**Data for this exercise**
PR #29072, opened 2021-12-29
fix: Must not be able to start Job Card if it is related to Work Order that is not started yet

### LINKED ISSUE #29071: Cannot start Job Card if related to Work Order not started yet
Create a WO (from BOM with operation and Material transfer for WO)
Submit WO => Start WO => Stock transfer to WIP warehouse

Unfortunately you don't have enough stock to transfer to WIP, so you have WO in Submit status, Stock Entry in Draft, and Job card in draft.

On job card, you shouldn't be able to start counting time if work order is not started.

FHenry:
related to #29071


FHenry:
Hi @marination Do you need more explanation from me about this PR ?

johnlongland:
It will be great if this can be included into the core. Any idea when this might happen ?

erpnext/manufacturing/doctype/job_card/job_card.js
```diff
@@ -73,7 +73,24 @@ frappe.ui.form.on('Job Card', {
 		if (frm.doc.docstatus == 0 && !frm.is_new() &&
 			(frm.doc.for_quantity > frm.doc.total_completed_qty || !frm.doc.for_quantity)
 			&& (frm.doc.items || !frm.doc.items.length || frm.doc.for_quantity == frm.doc.transferred_qty)) {
-			frm.trigger("prepare_timer_buttons");
+
+			//if Job Card is link to Work Order, the job card must not be able to start if Work Order not "Started"
+			// and if stock mvt for WIP is required
+			if (frm.doc.work_order) {
+				frappe.db.get_value('Work Order', frm.doc.work_order, 'skip_transfer').then((r) => {
```
marination: Lets get whatever we need in one db call. `result` will have to be accessed as per whatever is returned (`r.message` wont be required)
```suggestion
				frappe.db.get_value('Work Order', frm.doc.work_order, ['skip_transfer', 'status']).then((result) => {
```

erpnext/manufacturing/doctype/job_card/job_card.js
```diff
@@ -73,7 +73,24 @@ frappe.ui.form.on('Job Card', {
...
+					if (r.message.skip_transfer !== 1 ) {
```
marination: The last else can be eliminated by combining both if conditions.
Also does "Completed" work order need a timer button?
```suggestion
					if (result.skip_transfer !== 1  && result.status == 'In Process') {
					     frm.trigger("prepare_timer_buttons");
					}
```

FHenry:
@marination I've follow your instruction, and it's more readable like that. But result is not enought, we need result.message, like is it done line 95. It seems that frappe.db.get_value return result as r.message

marination (dismissed):

marination (approved):

FHenry:

PR #29085, opened 2021-12-30
fix(Selling,E-Commerce): Shopping cart quotation without website item.

dj12djdjs:
**Problem / Motivation**
Our customer is browsing our e-store and cannot find what they are looking for. They call a customer service rep to see if the item is available. The rep adds the item into the quotation and saves it. Without realizing, that item hasn't been added as a Website Item yet. 

The customer goes to visit their shopping cart to realize the web page is broken. Caused by: https://github.com/frappe/erpnext/blob/498d933e9ce7c18d6c595d2e0f575645dc020d81/erpnext/e_commerce/shopping_cart/cart.py#L277-L286
<details>
<summary>Error Snapshot</summary>

image
</details>

**Proposed Resolution**
If the quotation is of type Shopping Cart validate that all item's have a Website Item associated with it.
Screenshot 2022-04-22 at 1 21 03 PM


dj12djdjs:
Failing test is unrelated to this PR

dj12djdjs:
@marination I think this PR will need the e-commerce-fix label since it validates with Website Item doctype not available in develop yet.

dj12djdjs:
@deepeshgarg007 @nextchamp-saqib any thoughts about this?

marination:
@dj12djdjs sorry haven't been able to actively review PRs. This seems valid.

PS: You can open future e-commerce related stuff on develop. Its merged there too

erpnext/selling/doctype/quotation/quotation.py
```diff
@@ -38,6 +39,14 @@ def validate_valid_till(self):
 		if self.valid_till and getdate(self.valid_till) < getdate(self.transaction_date):
 			frappe.throw(_("Valid till date cannot be before transaction date"))
 
+	def validate_shopping_cart_items(self):
+		if self.order_type != "Shopping Cart":
+			return
+
+		for item in self.items:
+			if not frappe.db.exists("Website Item", {"item_code": item.item_code}):
+				frappe.throw(_("Item {0} must be a website item for Shopping Cart quotations").format(item.item_code))
```
marination:
```suggestion
            has_web_item = frappe.db.exists("Website Item", {"item_code": item.item_code})
            template = frappe.db.get_value("Item", item.item_code, "variant_of")
            if not has_web_item and template:
                has_web_item = frappe.db.exists("Website Item", {"item_code": has_template})
                
			if not has_web_item:
				frappe.throw(_("Row #{0}: Item {1} must be a Website Item for Shopping Cart quotations").format(item.idx, item.item_code))
```

**The condition here needs to _not_ throw the validation if it is a variant item whose template is published.**

Item variants without website items are allowed to be added to cart. I've encountered that some users do not create individual web pages for variants at all, and here Website Item seems wasteful.
Reference: https://github.com/frappe/erpnext/pull/29383

Fixing this should fix the failing server side test on this PR

dj12djdjs: This is good to know. I never use variants so I didn't even think of this.

marination (approved):

PR #29086, opened 2021-12-30
fix: leave_allocation variable not being defined

sudo-vaibhav:
ISSUE

Recently while hosting erpnext for my company, I got an error while doing leave allocations, as mentioned in this issue.
https://discuss.erpnext.com/t/leave-policy-bulk-allocation-error/84246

**Aim of the task**
Set the entries down again precisely as they were given.

**Task answer**
PR #29072, opened 2021-12-29
fix: Must not be able to start Job Card if it is related to Work Order that is not started yet

### LINKED ISSUE #29071: Cannot start Job Card if related to Work Order not started yet
Create a WO (from BOM with operation and Material transfer for WO)
Submit WO => Start WO => Stock transfer to WIP warehouse

Unfortunately you don't have enough stock to transfer to WIP, so you have WO in Submit status, Stock Entry in Draft, and Job card in draft.

On job card, you shouldn't be able to start counting time if work order is not started.

FHenry:
related to #29071


FHenry:
Hi @marination Do you need more explanation from me about this PR ?

johnlongland:
It will be great if this can be included into the core. Any idea when this might happen ?

erpnext/manufacturing/doctype/job_card/job_card.js
```diff
@@ -73,7 +73,24 @@ frappe.ui.form.on('Job Card', {
 		if (frm.doc.docstatus == 0 && !frm.is_new() &&
 			(frm.doc.for_quantity > frm.doc.total_completed_qty || !frm.doc.for_quantity)
 			&& (frm.doc.items || !frm.doc.items.length || frm.doc.for_quantity == frm.doc.transferred_qty)) {
-			frm.trigger("prepare_timer_buttons");
+
+			//if Job Card is link to Work Order, the job card must not be able to start if Work Order not "Started"
+			// and if stock mvt for WIP is required
+			if (frm.doc.work_order) {
+				frappe.db.get_value('Work Order', frm.doc.work_order, 'skip_transfer').then((r) => {
```
marination: Lets get whatever we need in one db call. `result` will have to be accessed as per whatever is returned (`r.message` wont be required)
```suggestion
				frappe.db.get_value('Work Order', frm.doc.work_order, ['skip_transfer', 'status']).then((result) => {
```

erpnext/manufacturing/doctype/job_card/job_card.js
```diff
@@ -73,7 +73,24 @@ frappe.ui.form.on('Job Card', {
...
+					if (r.message.skip_transfer !== 1 ) {
```
marination: The last else can be eliminated by combining both if conditions.
Also does "Completed" work order need a timer button?
```suggestion
					if (result.skip_transfer !== 1  && result.status == 'In Process') {
					     frm.trigger("prepare_timer_buttons");
					}
```

FHenry:
@marination I've follow your instruction, and it's more readable like that. But result is not enought, we need result.message, like is it done line 95. It seems that frappe.db.get_value return result as r.message

marination (dismissed):

marination (approved):

FHenry:

PR #29085, opened 2021-12-30
fix(Selling,E-Commerce): Shopping cart quotation without website item.

dj12djdjs:
**Problem / Motivation**
Our customer is browsing our e-store and cannot find what they are looking for. They call a customer service rep to see if the item is available. The rep adds the item into the quotation and saves it. Without realizing, that item hasn't been added as a Website Item yet. 

The customer goes to visit their shopping cart to realize the web page is broken. Caused by: https://github.com/frappe/erpnext/blob/498d933e9ce7c18d6c595d2e0f575645dc020d81/erpnext/e_commerce/shopping_cart/cart.py#L277-L286
<details>
<summary>Error Snapshot</summary>

image
</details>

**Proposed Resolution**
If the quotation is of type Shopping Cart validate that all item's have a Website Item associated with it.
Screenshot 2022-04-22 at 1 21 03 PM


dj12djdjs:
Failing test is unrelated to this PR

dj12djdjs:
@marination I think this PR will need the e-commerce-fix label since it validates with Website Item doctype not available in develop yet.

dj12djdjs:
@deepeshgarg007 @nextchamp-saqib any thoughts about this?

marination:
@dj12djdjs sorry haven't been able to actively review PRs. This seems valid.

PS: You can open future e-commerce related stuff on develop. Its merged there too

erpnext/selling/doctype/quotation/quotation.py
```diff
@@ -38,6 +39,14 @@ def validate_valid_till(self):
 		if self.valid_till and getdate(self.valid_till) < getdate(self.transaction_date):
 			frappe.throw(_("Valid till date cannot be before transaction date"))
 
+	def validate_shopping_cart_items(self):
+		if self.order_type != "Shopping Cart":
+			return
+
+		for item in self.items:
+			if not frappe.db.exists("Website Item", {"item_code": item.item_code}):
+				frappe.throw(_("Item {0} must be a website item for Shopping Cart quotations").format(item.item_code))
```
marination:
```suggestion
            has_web_item = frappe.db.exists("Website Item", {"item_code": item.item_code})
            template = frappe.db.get_value("Item", item.item_code, "variant_of")
            if not has_web_item and template:
                has_web_item = frappe.db.exists("Website Item", {"item_code": has_template})
                
			if not has_web_item:
				frappe.throw(_("Row #{0}: Item {1} must be a Website Item for Shopping Cart quotations").format(item.idx, item.item_code))
```

**The condition here needs to _not_ throw the validation if it is a variant item whose template is published.**

Item variants without website items are allowed to be added to cart. I've encountered that some users do not create individual web pages for variants at all, and here Website Item seems wasteful.
Reference: https://github.com/frappe/erpnext/pull/29383

Fixing this should fix the failing server side test on this PR

dj12djdjs: This is good to know. I never use variants so I didn't even think of this.

marination (approved):

PR #29086, opened 2021-12-30
fix: leave_allocation variable not being defined

sudo-vaibhav:
ISSUE

Recently while hosting erpnext for my company, I got an error while doing leave allocations, as mentioned in this issue.
https://discuss.erpnext.com/t/leave-policy-bulk-allocation-error/84246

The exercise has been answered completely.